# [Task to carry out]
Using the word "desktop" as the filter, copy each matching line from the records.

_____

PR #468, opened 2022-08-21
distccd: set autogroup niceness (Linux only)

whitslack:
As described in ["Why nice levels are a placebo and have been for a very long time, and no one seems to have noticed"][1], the Linux kernel in its default configuration on many Linux distributions autogroups tasks by session ID and "fairly" allocates CPU time among such autogroups. The nice levels of tasks within each autogroup are relevant only relative to other tasks within the same autogroup. Effectively, this means that the traditional nice level is rendered moot when a daemon runs in its own session and thus in its own autogroup. Linux does provide a means to change the niceness of autogroups relative to each other, so let's have distccd make use of this feature where available so that `-N`,`--nice` will actually do what the user intends. On systems where autogroups are not supported or are disabled, this commit introduces no change in behavior.

[1]: https://www.reddit.com/r/linux/comments/d7hx2c/why_nice_levels_are_a_placebo_and_have_been_for_a/

### DIFF
--- a/src/dparent.c
+++ b/src/dparent.c
@@ -334,6 +334,42 @@ void dcc_remove_pid(void)
 
 
 /**
+ * Sets the niceness of this process's autogroup, if applicable.
+ *
+ * When Linux is running with autogroups enabled, each session gets allocated
+ * its own autogroup, and the task scheduler tries to allocate CPU time
+ * "fairly" among all such autogroups. The nicenesses of the processes within
+ * an autogroup is relevant only versus other processes within the same
+ * autogroup. Thus, when a process is the only task in its autogroup, or when
+ * all tasks in its autogroup have the same niceness, then the process's
+ * individual niceness is utterly irrelevant. To have the intended niceness
+ * apply relative to other autogroups, the niceness of the autogroup itself
+ * must be set. This function does that.
+ **/
+static void dcc_set_autogroup_niceness(int niceness)
+{
+#ifdef HAVE_LINUX
+    FILE *fp = fopen("/proc/self/autogroup", "r+");
+    int error = 0;
+
+    if (fp) {
+        if (fprintf(fp, "%d\n", niceness) < 0) {
+            error = errno;
+        } else {
+            rs_trace("autogroup niceness: %d", niceness);
+        }
+        if (fclose(fp) == EOF && !error)
+            error = errno;
+    } else if (errno != ENOENT) {
+        error = errno;
+    }
+    if (error)
+        rs_log_error("autogroup nice %d failed: %s", niceness, strerror(error));
+#endif
+}
+
+
+/**
  * Become a daemon, discarding the controlling terminal.
  *
  * Borrowed from rsync.
@@ -367,6 +403,7 @@ static void dcc_detach(void)
         rs_log_error("setsid failed: %s", strerror(errno));
     } else {
         rs_trace("setsid to session %d", (int) sid);
+        dcc_set_autogroup_niceness(opt_niceness);
     }
 #else /* no HAVE_SETSID */
 #ifdef TIOCNOTTY


sourcefrog:
I wonder if the simplest thing is to just not use the option?

Modern Linux generally seems to do pretty well at balancing even very cpu-hungry parallel builds with interactive tasks, with no need for manual nice levels.

Also, the daemon is presumably most often run on dedicated build servers, where there is no need for it to be nice to other tasks?

whitslack:
@sourcefrog: That's an odd response. Don't use the option? I'm sharing this improvement specifically because I *do* want to use the option, and I want it to work, which it currently does not. I'm not concerned about "balancing even very cpu-hungry parallel builds with interactive tasks"; I'm concerned about balancing remote parallel builds versus local parallel builds versus non-interactive but high-priority services. Yes, I do run all of that on one machine, and I'd like to make use of niceness to prioritize my limited CPU cycles.

sourcefrog:
Out of curiosity, does it have a measurable effect? You didn't mention. 

If you have a machine that's running multiple non interactive workloads at different priorities then turning off auto groups seems like a better first step? 

Anyhow, I am no longer maintaining distcc, so active maintainers can decide if they think it's a good idea to merge.

whitslack:
> Out of curiosity, does it have a measurable effect? You didn't mention.

**Test setup:** Quad-core desktop system running `distccd` and four instances of `setsid xz </dev/urandom >/dev/null 2>&1` to ensure that all the CPU cores are reliably loaded with work. Owing to `setsid`, each `xz` process runs in its own session and thus in its own autogroup.

**Test scenario:** Compiling SQLite on a Raspberry Pi configured to perform all compilations solely on the aforementioned desktop system via distcc (i.e., no local compilations).

**Control case:** `distccd` niceness set to 9; its autogroup niceness set to 0 (the default). `distccd` logs a time of 4m 15s to compile SQLite's monolithic translation unit.

**Experimental case:** `distccd` niceness set to 9; its autogroup niceness set (manually) to 19. `distccd` logs a time of 59m 5s to compile SQLite's monolithic translation unit.

@sourcefrog: So yes, significant, measurable effect. This is as expected. If there were no practical effect, it would indicate a severe bug in the kernel's task scheduler.

> If you have a machine that's running multiple non interactive workloads at different priorities then turning off auto groups seems like a better first step?

Turning off autogroups is not viable. I have a service that runs thousands of subprocesses concurrently, and I want the entire service as a whole to be treated fairly by the scheduler relative to other services. Turning off autogrouping would give this massively multi-process service a huge, unfair advantage over the other, single-process services running on the same box. For that matter, distccd is a multi-process service, and I want the kernel's task scheduler to treat it as a single unit for purposes of fair scheduling, regardless of how many distcc jobs happen to be running at any given instant.

sourcefrog:
Interesting. I would not have imagined wanting to run distccd on a machine (or container) that's also 100% occupied by several other distinct workloads. 

An hour to compile a single large file sounds barely usable, but I suppose if it's in batch perhaps it still is useful.

whitslack:
@sourcefrog: It's not 100% occupied typically. That's why I contrived some `xz` instances to demonstrate that autogroup niceness matters. I want distcc jobs not to slow down anything else on the machine at all, but I do still expect them to suck up any cycles that would otherwise be idle. See?

sourcefrog:
Yes, I see. Is it impractical to set this on whatever creates the session/group containing distccd? I guess that is what you are doing in the experiment?

sourcefrog:
Yes, I see. Is it impractical to set this on whatever creates the session/group containing distccd? I guess that is what you are doing in the experiment? 

If I was writing this now I probably would not have added `--nice`, because it can be reasonably set externally.

whitslack:
@sourcefrog: Well, the problem with setting it externally is that it has to be done *after* `distccd` is running: use `pidof` to find the PID of `distccd` (any of the matching processes will do), and then write the new autogroup niceness to `/proc/<pid>/autogroup`. (Yes, that's what I was doing for my experiment.) It can't be done *prior* to exec'ing `distccd` because `distccd` (rightly) calls `setsid` to create a new session, and the new session gets put into a new autogroup that the kernel creates with default niceness. In other words, autogroup niceness is not inherited across a `setsid` call, so niceness must be set on the new autogroup **after** the `setsid` call, and the most convenient place from which to do that is inside the daemon itself.

sourcefrog:
Ah, wow, that's awkward. Ok.

whitslack:
Indeed! Not only is it awkward, but it actually seems like it could be a gross oversight in the kernel design, as it allows an unprivileged, deprioritized process to elevate its scheduling priority simply by calling `setsid` to place itself into a new autogroup with default niceness. If I had been designing autogroups, I would have made autogroup niceness inherited across `setsid` to preclude such priority escalation attacks.

asheplyakov:
What about using systemd facilities to control resource limits (instead of re-implementing the same logic in distcc)?

whitslack:
> What about using systemd facilities to control resource limits (instead of re-implementing the same logic in distcc)?

@asheplyakov: Not everyone uses systemd. I sure don't. Regardless, though, this is about autogroups, and — correct me if I'm wrong — autogroups are not hierarchical, so it wouldn't matter what systemd does with the autogroup niceness on the parent process because distccd will call `setsid` to start a new session, which the kernel will place into a virgin autogroup that doesn't inherit its parent's niceness.

asheplyakov:
> > What about using systemd facilities to control resource limits (instead of re-implementing the same logic in distcc)?
> 
> @asheplyakov: Not everyone uses systemd. I sure don't. 

Use your favorite service manager to configure resource limits for distccd. Otherwise you end up implementing a (poor) service manager within distccd (which does not sound like a bright idea).

> Regardless, though, this is about autogroups, and — correct me if I'm wrong — autogroups are not hierarchical

Yes, this is correct.

> so it wouldn't matter what systemd does with the autogroup niceness on the parent process because distccd will call `setsid` to start a new session,

distcc does NOT call `setsid` when `--no-detach` is specified.

whitslack:
> distccd does NOT call `setsid` when `--no-detach` is specified.

@asheplyakov: Hmm, and Gentoo's OpenRC runscript for distccd _does_ specify `--no-detach`, and my `distccd` processes do in fact have their autogroup niceness set to 0 despite that I have distccd installed with this patch applied and am launching it with `-N 9`. So all this time my patch has been doing nothing for me! I wonder why I never noticed. Regardless, thank you for pointing this out.

> Use your favorite service manager to configure resource limits for distccd. Otherwise you end up implementing a (poor) service manager within distccd (which does not sound like a bright idea).

I do agree with that reasoning. However, doesn't that same argument also apply against distccd's existing `--nice` option? The service manager should be setting the niceness before exec'ing `distccd --no-detach`. Given that you do offer an option to set the niceness, you should really make it do what it says on the label, which is what this PR accomplishes.

Now, with this patch actually being irrelevant in a `--no-detach` setup, I need to fix my service configuration so that my `distccd` processes are _actually_ deprioritized as I intended them to be. Thanks again for the tip-off.

asheplyakov:
> However, doesn't that same argument also apply against distccd's existing `--nice` option?

Actually it does apply, and I would remove `--nice` option (or make it a no-op to not break existing setups).

asheplyakov:
> distccd does NOT call `setsid` when `--no-detach` is specified.

However it does call `setpgid` (even when NOT detaching) [before running the compiler](https://github.com/distcc/distcc/blob/master/src/exec.c#L402). The compiler typically spawns a lot of processes (`cc1`, `cc1plus`, assemblers, whatever). The idea is to kill these processes [if the client disconnects too early](https://github.com/distcc/distcc/blob/master/src/exec.c#L522). However the kernel autogrouping **might** create a new control group for the compiler (and make nice level useless).

whitslack:
> > distccd does NOT call `setsid` when `--no-detach` is specified.
> 
> However it does call `setpgid` […] the kernel autogrouping **might** create a new control group for the compiler (and make nice level useless).

Currently, Linux only creates an autogroup per session, not per process group, so calling `setpgid()` is not enough to cause a new autogroup to be created. (If it were, then every process you might start from an interactive shell command line would run in its own autogroup, which would kind of defeat the purpose of autogroups.) The intention behind autogroups is to prevent one abusive user from monopolizing CPU resources by forking a large number of tasks. In my opinion, autogroups really should have been designed around UID rather than SID, but per-session autogroups is what we have today.

PR #469, opened 2022-09-03
migrate CI from Travis to GitHub Actions

andy5995:


andy5995:
The results can be viewed at https://github.com/andy5995/distcc/actions

PR #561, opened 2025-10-24
distccd: Handle NULL from strsignal

akarle:
`strsignal` can return NULL on non-Linux platforms.  This patch gates the usage of strsignal in distccd's signal handler to handle this case gracefully.

Without this patch, it's possible that distccd will crash in the signal handler, which can cause it to fail to clean up children.

---

This is an older patch we had kicking around with a note that it was leaving hanging child processes on macOS; I can't reproduce the behavior anymore, and I'm pretty sure the root cause was #548 instead of strsignal, but it can't hurt to be a bit more cautious here (the man page confirms a NULL is returned when out of memory or for an unrecognized signal).


sourcefrog (commented):
otherwise lgtm, thanks!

_____

# [Output below]
**Test setup:** Quad-core desktop system running `distccd` and four instances of `setsid xz </dev/urandom >/dev/null 2>&1` to ensure that all the CPU cores are reliably loaded with work. Owing to `setsid`, each `xz` process runs in its own session and thus in its own autogroup.
**Test scenario:** Compiling SQLite on a Raspberry Pi configured to perform all compilations solely on the aforementioned desktop system via distcc (i.e., no local compilations).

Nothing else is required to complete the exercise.